Filter the listing below down to the lines holding the word "coverage", and copy those lines.
========================
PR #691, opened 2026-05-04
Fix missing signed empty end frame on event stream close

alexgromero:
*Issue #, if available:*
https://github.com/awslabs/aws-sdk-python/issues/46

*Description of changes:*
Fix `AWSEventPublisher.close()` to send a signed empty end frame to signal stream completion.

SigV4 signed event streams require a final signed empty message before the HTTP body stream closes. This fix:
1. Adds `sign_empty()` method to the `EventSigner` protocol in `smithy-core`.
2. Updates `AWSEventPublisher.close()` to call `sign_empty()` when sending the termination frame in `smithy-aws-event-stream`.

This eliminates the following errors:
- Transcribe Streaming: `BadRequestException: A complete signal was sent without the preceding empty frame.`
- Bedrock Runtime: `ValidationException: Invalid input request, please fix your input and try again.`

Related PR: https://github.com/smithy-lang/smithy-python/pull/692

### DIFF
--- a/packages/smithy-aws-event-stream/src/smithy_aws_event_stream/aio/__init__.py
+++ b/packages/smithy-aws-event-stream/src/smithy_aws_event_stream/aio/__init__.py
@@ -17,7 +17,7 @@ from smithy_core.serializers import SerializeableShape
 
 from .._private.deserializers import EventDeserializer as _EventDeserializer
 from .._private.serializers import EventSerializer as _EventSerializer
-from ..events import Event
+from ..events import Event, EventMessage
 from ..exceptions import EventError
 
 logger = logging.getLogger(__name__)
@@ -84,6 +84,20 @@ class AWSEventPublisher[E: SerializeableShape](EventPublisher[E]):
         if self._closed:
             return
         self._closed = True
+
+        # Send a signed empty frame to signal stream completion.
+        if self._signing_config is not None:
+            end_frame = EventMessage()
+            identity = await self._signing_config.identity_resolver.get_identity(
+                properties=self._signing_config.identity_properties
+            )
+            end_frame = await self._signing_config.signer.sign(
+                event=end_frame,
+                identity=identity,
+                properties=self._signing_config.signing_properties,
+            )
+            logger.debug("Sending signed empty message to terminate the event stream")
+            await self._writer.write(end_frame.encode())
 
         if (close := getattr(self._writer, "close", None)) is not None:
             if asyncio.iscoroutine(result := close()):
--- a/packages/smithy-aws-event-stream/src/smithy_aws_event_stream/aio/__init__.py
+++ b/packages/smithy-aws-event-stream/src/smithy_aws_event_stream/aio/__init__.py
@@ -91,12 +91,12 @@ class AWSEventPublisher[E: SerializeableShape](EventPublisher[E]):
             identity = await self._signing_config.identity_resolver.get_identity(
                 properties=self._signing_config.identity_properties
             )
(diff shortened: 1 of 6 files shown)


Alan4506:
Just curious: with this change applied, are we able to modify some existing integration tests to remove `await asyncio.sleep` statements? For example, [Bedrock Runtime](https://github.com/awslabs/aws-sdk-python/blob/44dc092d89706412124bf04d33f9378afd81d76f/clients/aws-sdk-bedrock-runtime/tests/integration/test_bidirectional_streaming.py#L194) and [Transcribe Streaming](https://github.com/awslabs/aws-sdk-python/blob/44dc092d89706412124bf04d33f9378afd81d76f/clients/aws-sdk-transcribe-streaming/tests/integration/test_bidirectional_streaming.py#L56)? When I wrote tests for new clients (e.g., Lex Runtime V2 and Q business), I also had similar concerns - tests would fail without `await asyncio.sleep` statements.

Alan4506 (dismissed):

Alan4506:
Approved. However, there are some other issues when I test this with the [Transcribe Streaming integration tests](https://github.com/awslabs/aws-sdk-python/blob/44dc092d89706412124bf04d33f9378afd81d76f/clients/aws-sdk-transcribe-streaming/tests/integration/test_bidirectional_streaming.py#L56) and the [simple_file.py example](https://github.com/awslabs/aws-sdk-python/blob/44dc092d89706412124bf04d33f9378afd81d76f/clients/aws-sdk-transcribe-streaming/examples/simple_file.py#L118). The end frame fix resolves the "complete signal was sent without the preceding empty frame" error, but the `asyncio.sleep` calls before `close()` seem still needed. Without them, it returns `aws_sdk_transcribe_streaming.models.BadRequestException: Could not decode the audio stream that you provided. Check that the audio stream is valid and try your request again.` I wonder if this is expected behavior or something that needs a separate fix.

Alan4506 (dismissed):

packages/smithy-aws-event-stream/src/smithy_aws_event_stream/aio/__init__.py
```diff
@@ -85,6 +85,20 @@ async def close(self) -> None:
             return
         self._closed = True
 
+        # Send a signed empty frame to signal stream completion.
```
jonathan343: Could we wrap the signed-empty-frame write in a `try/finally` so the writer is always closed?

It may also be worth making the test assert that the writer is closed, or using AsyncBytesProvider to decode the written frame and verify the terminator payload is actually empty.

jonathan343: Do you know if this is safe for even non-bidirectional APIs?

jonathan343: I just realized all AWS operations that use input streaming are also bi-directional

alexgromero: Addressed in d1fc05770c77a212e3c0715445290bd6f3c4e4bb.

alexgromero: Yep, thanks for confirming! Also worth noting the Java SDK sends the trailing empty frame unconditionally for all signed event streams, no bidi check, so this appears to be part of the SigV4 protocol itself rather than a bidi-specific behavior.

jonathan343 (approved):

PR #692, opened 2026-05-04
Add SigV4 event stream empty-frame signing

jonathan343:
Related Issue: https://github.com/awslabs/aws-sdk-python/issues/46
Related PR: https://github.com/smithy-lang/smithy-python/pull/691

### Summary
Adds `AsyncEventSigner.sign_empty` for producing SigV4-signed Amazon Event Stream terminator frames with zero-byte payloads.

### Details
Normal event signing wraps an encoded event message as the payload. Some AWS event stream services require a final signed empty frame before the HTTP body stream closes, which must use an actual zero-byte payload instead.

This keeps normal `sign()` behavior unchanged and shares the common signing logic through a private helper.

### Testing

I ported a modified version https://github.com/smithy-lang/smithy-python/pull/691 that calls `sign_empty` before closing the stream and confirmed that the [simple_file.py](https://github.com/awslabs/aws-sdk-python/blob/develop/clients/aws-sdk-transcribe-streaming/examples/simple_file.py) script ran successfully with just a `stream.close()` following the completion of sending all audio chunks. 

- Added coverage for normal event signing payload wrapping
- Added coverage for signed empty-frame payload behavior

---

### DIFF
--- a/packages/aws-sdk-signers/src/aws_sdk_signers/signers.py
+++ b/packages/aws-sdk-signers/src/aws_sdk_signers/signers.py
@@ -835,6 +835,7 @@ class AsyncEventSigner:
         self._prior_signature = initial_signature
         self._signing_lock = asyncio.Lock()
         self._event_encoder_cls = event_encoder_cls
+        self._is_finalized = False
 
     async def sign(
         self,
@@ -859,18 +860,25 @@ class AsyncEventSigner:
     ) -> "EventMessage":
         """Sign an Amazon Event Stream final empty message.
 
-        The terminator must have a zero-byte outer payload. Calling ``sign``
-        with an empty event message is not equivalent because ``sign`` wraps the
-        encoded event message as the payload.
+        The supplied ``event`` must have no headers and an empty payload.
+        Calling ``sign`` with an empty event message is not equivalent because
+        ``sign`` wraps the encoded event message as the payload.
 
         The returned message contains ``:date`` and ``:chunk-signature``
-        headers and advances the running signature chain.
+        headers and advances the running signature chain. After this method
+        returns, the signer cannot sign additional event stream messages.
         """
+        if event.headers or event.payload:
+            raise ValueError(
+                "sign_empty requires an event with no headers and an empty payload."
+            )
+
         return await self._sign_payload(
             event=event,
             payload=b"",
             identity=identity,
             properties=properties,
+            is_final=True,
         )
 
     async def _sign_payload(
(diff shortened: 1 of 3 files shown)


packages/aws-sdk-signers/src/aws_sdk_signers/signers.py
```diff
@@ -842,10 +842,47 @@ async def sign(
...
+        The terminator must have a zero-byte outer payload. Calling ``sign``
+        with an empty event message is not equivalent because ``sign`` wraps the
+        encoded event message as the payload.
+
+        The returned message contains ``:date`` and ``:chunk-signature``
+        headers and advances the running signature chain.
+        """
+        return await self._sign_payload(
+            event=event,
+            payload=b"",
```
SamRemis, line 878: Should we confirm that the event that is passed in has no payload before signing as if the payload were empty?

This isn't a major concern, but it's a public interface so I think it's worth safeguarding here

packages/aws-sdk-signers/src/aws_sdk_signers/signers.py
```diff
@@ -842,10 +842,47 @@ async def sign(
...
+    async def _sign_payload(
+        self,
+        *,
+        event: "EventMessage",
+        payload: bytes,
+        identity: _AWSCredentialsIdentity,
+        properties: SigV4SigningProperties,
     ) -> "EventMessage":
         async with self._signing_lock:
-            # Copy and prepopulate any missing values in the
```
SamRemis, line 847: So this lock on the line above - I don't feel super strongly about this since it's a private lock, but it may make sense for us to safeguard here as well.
========================
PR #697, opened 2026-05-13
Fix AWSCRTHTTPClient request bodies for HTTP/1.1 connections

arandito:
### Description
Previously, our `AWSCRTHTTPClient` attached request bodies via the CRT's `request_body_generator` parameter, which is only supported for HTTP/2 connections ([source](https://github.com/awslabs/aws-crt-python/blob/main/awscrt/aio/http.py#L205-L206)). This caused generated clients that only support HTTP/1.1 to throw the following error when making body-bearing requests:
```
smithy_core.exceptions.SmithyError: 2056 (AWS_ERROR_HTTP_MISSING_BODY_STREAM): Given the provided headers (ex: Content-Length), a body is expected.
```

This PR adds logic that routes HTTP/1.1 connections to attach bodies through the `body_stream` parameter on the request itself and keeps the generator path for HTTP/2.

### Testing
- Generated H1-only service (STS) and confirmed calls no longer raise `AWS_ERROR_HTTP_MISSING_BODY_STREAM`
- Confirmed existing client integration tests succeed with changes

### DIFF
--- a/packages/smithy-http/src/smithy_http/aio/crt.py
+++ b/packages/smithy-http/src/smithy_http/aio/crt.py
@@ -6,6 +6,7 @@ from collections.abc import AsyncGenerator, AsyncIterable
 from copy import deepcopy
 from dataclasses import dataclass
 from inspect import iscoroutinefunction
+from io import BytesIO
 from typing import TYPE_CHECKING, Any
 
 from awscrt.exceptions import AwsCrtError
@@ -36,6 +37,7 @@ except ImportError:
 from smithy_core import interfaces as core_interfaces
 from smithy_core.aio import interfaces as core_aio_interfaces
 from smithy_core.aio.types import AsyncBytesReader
========================
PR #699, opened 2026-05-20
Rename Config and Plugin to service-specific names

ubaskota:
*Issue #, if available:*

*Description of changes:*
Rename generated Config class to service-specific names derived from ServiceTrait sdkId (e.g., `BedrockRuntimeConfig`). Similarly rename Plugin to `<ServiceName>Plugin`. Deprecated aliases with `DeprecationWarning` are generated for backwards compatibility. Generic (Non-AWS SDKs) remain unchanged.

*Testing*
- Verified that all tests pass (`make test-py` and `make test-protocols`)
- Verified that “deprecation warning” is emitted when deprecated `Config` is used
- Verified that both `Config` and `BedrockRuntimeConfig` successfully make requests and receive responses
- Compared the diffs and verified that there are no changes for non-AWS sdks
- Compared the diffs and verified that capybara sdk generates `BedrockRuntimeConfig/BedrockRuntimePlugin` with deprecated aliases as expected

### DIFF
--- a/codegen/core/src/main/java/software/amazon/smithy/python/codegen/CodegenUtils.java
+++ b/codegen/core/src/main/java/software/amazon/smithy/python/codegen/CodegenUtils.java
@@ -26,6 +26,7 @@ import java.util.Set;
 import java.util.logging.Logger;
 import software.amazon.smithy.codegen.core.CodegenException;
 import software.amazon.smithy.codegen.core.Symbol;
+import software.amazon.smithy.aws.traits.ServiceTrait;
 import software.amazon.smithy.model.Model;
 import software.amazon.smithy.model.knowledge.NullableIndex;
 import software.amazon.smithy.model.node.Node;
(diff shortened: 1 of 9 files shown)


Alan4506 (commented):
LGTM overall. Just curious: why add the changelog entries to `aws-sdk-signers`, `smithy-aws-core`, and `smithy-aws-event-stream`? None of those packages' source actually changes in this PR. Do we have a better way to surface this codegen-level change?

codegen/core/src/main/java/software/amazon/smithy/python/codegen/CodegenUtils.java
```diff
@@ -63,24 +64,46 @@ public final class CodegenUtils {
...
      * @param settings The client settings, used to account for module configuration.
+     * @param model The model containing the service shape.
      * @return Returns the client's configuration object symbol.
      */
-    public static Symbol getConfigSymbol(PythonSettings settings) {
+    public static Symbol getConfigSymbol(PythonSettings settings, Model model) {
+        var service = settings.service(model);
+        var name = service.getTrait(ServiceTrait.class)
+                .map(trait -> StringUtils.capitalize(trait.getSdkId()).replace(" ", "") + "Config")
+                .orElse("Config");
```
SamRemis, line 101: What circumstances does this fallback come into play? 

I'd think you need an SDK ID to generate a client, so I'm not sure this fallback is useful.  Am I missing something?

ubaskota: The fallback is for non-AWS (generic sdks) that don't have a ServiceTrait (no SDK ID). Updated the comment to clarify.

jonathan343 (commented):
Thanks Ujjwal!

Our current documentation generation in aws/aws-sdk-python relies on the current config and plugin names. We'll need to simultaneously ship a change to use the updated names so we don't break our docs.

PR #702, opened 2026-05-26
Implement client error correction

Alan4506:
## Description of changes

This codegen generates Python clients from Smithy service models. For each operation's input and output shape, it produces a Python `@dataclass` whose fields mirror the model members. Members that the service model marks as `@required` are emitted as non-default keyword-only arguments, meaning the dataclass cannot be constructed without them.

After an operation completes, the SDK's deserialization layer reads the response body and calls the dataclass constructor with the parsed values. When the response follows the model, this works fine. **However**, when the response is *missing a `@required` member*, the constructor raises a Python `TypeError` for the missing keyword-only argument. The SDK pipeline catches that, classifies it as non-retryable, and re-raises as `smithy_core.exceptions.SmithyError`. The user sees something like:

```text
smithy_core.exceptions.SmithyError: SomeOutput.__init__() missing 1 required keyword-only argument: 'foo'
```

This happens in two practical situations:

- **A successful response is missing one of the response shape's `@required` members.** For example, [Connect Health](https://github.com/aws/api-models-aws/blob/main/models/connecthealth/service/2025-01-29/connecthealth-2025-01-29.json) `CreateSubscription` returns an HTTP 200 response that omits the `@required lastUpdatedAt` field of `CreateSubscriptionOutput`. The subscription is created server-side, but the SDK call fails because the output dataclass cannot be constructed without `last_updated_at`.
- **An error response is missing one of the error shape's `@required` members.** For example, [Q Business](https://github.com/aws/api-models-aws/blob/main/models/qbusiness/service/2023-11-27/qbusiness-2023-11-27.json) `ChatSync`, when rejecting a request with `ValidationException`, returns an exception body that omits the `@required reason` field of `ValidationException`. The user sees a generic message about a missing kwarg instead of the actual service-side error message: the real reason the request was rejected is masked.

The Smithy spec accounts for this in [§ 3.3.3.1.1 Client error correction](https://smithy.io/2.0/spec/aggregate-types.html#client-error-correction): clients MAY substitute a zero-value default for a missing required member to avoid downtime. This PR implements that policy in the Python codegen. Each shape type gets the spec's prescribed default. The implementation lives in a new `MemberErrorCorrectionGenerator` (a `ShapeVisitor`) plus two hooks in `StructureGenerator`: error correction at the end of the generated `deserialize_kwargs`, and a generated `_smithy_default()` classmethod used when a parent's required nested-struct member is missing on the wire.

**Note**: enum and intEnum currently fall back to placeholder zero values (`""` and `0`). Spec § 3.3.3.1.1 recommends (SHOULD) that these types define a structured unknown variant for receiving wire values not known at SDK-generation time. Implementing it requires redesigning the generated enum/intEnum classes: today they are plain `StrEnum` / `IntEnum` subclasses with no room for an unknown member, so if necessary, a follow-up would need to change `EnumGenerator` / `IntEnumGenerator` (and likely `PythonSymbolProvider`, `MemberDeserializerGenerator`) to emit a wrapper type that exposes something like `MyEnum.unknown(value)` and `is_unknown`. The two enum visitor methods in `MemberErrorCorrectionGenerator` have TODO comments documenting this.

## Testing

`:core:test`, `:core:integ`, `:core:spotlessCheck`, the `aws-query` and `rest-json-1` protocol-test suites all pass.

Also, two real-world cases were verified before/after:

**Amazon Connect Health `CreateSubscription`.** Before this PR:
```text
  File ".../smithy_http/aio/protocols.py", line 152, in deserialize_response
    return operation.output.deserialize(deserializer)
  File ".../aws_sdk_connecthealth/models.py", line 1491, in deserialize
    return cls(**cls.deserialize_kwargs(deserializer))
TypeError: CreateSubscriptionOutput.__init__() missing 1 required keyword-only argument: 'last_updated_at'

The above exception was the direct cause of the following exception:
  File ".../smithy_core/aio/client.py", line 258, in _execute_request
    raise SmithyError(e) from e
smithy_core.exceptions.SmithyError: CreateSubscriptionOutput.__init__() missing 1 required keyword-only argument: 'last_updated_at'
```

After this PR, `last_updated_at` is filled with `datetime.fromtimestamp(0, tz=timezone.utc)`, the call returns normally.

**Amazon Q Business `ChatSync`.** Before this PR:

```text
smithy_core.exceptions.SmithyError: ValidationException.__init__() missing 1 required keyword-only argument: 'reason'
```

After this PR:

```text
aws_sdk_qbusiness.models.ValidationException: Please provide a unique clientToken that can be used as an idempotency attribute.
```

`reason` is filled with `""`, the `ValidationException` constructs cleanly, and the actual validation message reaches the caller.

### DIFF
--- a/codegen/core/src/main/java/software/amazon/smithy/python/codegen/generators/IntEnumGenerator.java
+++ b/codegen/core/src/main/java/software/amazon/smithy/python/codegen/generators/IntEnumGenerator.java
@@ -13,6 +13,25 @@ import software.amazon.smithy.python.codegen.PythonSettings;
========================
Result:
- Added coverage for normal event signing payload wrapping
- Added coverage for signed empty-frame payload behavior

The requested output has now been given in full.